JMIR Publications

ABSTRACT

Background:

Current urinary and drainage catheter systems collect fluids for visual inspection or manual sampling, offering limited diagnostic value while being labor-intensive and prone to error. Machine learning (ML) has the potential to automate the analysis of these fluids. However, existing methods rely on complex preprocessing steps, which hinder real-time analysis.

Objective:

To develop and evaluate a fully automated, real-time diagnostic approach for smart urinary and drainage catheter systems by leveraging spectral data and machine learning to differentiate pathological from healthy excreted fluids without the need for manual preprocessing.

Methods:

This study proposes a novel and fully automated approach for smart urinary and drainage catheter systems that utilizes spectra and ML for direct feature extraction from excreted fluids, enabling real-time analysis. 454 surgical drainage fluid samples (from 181 patients) and 401 urine catheter samples (from 168 patients) were analyzed using smart catheters and drains equipped with compact mini-spectrometer sensors. The collected spectral data was fed into three different ML models: a Random Forest (RF), a Partial Least Squares Discriminant Analysis regression (PLS-DA), and a Convolutional Neural Network (CNN). Each model aimed to extract features and differentiate between pathological and healthy urine and drainage samples based on the various biomarkers available from previously conducted laboratory analyses.

Results:

All three approaches (RF, PLS-DA, and CNN) achieved promising results, demonstrating the potential of the overall approach.
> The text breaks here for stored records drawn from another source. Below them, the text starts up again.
PR #15043, opened 2018-10-12
Add set() methods to perspective and orthographic camera.

XanderLuciano:
Proposal to add new functions to ortho and persepctive cameras that allow easily and quickly updating camera frustums.

When creating a camera, you must specify it's [viewing frustrum](https://en.wikipedia.org/wiki/Viewing_frustum). Once you've defined this viewing viewing frustrum, there is no easy and direct way to update the viewing frustrum.

Currently, if you want to update the viewing frustrum, you must manually update each variable individually like so:

```js
camera.top    =  screenHeight;
camera.right  =  screenWidth;
camera.bottom = -screenHeight;;
camera.left   = -screenWidth;

```

But this feel very verbose compared to how other objects are updated in Three.js , thus I propose a new function to improve this: `camera.setViewFrustrum()` which accepts the same arguments passed when creating a camera originally.

The above code could then be replaced with:

```js
camera.setViewFrustrum( -screenWidth, screenWidth, screenHeight, -screenHeight );
```

Thoughts? 

(I'll happily write up accompanying documentation if this proposal is considered)

### DIFF
--- a/src/cameras/OrthographicCamera.js
+++ b/src/cameras/OrthographicCamera.js
@@ -79,6 +79,20 @@ OrthographicCamera.prototype = Object.assign( Object.create( Camera.prototype ),
 
 	},
 
+	setViewFrustrum: function ( left, right, top, bottom, near, far ) {
+
+			this.left = left;
+			this.right = right;
+			this.top = top;
+			this.bottom = bottom;
+
+			this.near = ( near !== undefined ) ? near : 0.1;
+			this.far = ( far !== undefined ) ? far : 2000;
+
+			this.updateProjectionMatrix();
+
+	},
+
 	clearViewOffset: function () {
 
 		if ( this.view !== null ) {
--- a/src/cameras/OrthographicCamera.js
+++ b/src/cameras/OrthographicCamera.js
@@ -79,7 +79,7 @@ OrthographicCamera.prototype = Object.assign( Object.create( Camera.prototype ),
 
 	},
 
-	setViewFrustrum: function ( left, right, top, bottom, near, far ) {
+	set: function ( left, right, top, bottom, near, far ) {
 
 		this.left = ( left !== undefined ) ? left : this.left;
 		this.right = ( right !== undefined ) ? right : this.right;
--- a/src/cameras/OrthographicCamera.js
+++ b/src/cameras/OrthographicCamera.js
@@ -82,9 +82,9 @@ OrthographicCamera.prototype = Object.assign( Object.create( Camera.prototype ),
 	setViewFrustrum: function ( left, right, top, bottom, near, far ) {
 
 		this.left = ( left !== undefined ) ? left : this.left;
-		this.right = ( right !== undefined ) ? right: this.right;
+		this.right = ( right !== undefined ) ? right : this.right;
 		this.top = ( top !== undefined ) ? top : this.top;
-		this.bottom = ( bottom !== undefined ) ? bottom: this.bottom;
+		this.bottom = ( bottom !== undefined ) ? bottom : this.bottom;
 
 		this.near = ( near !== undefined ) ? near : this.near;
 		this.far = ( far !== undefined ) ? far : this.far;
--- a/src/cameras/OrthographicCamera.js
+++ b/src/cameras/OrthographicCamera.js
@@ -81,15 +81,15 @@ OrthographicCamera.prototype = Object.assign( Object.create( Camera.prototype ),
 
 	setViewFrustrum: function ( left, right, top, bottom, near, far ) {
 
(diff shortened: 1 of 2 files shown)


WestLangley:
>camera.setViewFrustrum( -screenWidth, screenWidth, screenHeight, -screenHeight );

To be precise, you are not really setting the frustum, you are setting camera properties from which a frustum can be inferred. A frustum is set like so:
```javascript
frustum.set( p0, p1, p2, p3, p4, p5 );
```

We could add two new methods:
```javascript
perspectiveCamera.set( fov, aspect, near, far );

orthographicCamera.set( left, right, top, bottom, near, far );
```
However, I am not aware of a use case in which all those properties are reset simultaneously. On window resizing, for example, only a subset of the constructor parameters are reset:
```javascript
perspectiveCamera.set( undefined, aspect );

orthographicCamera.set( left, right );
```
That API seems a bit odd to me...

What is your use case?

XanderLuciano:
@WestLangley Fair enough, and I quite like the short simpler syntax of your `cameraType.set()` method.

> We could add two new methods: `perspectiveCamera.set()`, and `orthographicCamera.set()`

I could update the PR accordingly.

> What is your use case?

Part of one my apps my apps has an adjustable "viewing window" which is a div that can adjusted by a user. This screen maintains can also maintain it's aspect ratio for example, and therefore requires updating all four corners. I also adjust the far plane distance at occasional intervals as a simple way to improve performance slightly. Additionally needed when toggling fullscreen.

Oh and to explain why I need to adjust all 4 corners when maintaining the same aspect ratio, that is because without adjusting the frustum, increasing the viewer would appear to be a "zooming" movement. However if we factor in a scale, then we can maintain a consistent screen size. 

Example:

image


vs. large

image


Increasing the window size here actually reveals more of what is in view.

It's not a function I imagine seeing with lots of usage, but when used is more convenient and automatically calls `updateProjectionMatrix()` as well, making a window resize event very easy to handle given the above use case.

WestLangley:
That seems like a reasonable use case to me. I would change the method names as I suggested.

This method may be even better for your use case:
```javascript
orthographicCamera.setViewOffset( fullWidth, fullHeight, x, y, width, height );
```

XanderLuciano:
Updated accordingly.

Looking at `setViewOffset` though, you may be correct. I had only thought of that function in terms of using it for a multi-camera setup. Looking at how the the projection matrix is updated when using a view offset, I could achieve a similar result (and modifying the far plane by separately). 

`setViewOffset` isn't a perfect _solution_, but it's a lot better than what I have currently, so cheers for that tip and a little thinking outside the 'frustrum' haha.

Just a few other points in favor of this PR:   
This PR would allow for simpler switching between camera 'settings', on one project I work on we are ingesting data from a game's replay files and using player camera settings to directly setup the camera view for that player. Players can cycle through these 'player views' and would see the game nearly the same way that player did. In other words, 'hot swapping' a camera view could be a single function call.  Also not all arguments need to be defined in order to update the camera view. All undefined arguments would remain unchanged. 

Thanks for help! Should I add some short documentation on the `orthographic` and `perspective` camera's pages into the PR as well?

WestLangley:
>Should I add some short documentation

Yes.

The final decision is up to @mrdoob.

Mugen87:
After looking at the source code, I wonder why other camera properties like `zoom` or `view` are not set by both methods. Normally, `set()` methods allow to set all public properties of an object (see the math classes for reference). Hence, it would be more consistent to me if all properties are respected which are also processed in `.copy()`.

The signatures would look like so then:
```js
set: function ( left, right, top, bottom, near, far, zoom, view ) {} // ortho cam
set: function ( fov, aspect, near, far, zoom, view, focus, filmGauge, filmOffset ) {} // persp cam
```

Mugen87:
Closing for now. We can still add these methods if more devs request them.

mrdoob:
Hmm, actually... I think these methods look good, but I would get rid of the `undefined` check.

ANDIKKY:
But this feel very verbose compared to how other objects are updated in Three.js , thus I propose a new function to improve this: camera.setViewFrustrum() which accepts the same arguments passed when creating a camera originally.....?

Mugen87:
@XanderLuciano In this case feel free to reopen the issue and apply @mrdoob's feedback 😅

WestLangley:
Agreed. We can't set some of the parameters and leave `zoom` at its current, arbitrary value. That would be confusing.

There has been no other demand for this method, so maybe we don't need it...

Mugen87:
Um, it seems @XanderLuciano is currently not active at github. Should I make the change?

Mugen87:
Replacement: #17792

In particular, the CNN models trained on the drainage biomarkers hemoglobin and bilirubin achieved the best results. Matthew's correlation coefficient (MCC) scores of 0.83 and 0.81 were measured for hemoglobin and bilirubin, respectively, when differentiating between pathological and healthy samples based on the extracted spectral features.

Conclusions:

This work demonstrates the potential of spectral-driven ML for smart urinary and drainage catheter systems. This approach offers a real-time, non-invasive method for analyzing excreted fluids, paving the way for improved diagnostics and personalized patient care. Further research will explore the optimal machine learning model for this application.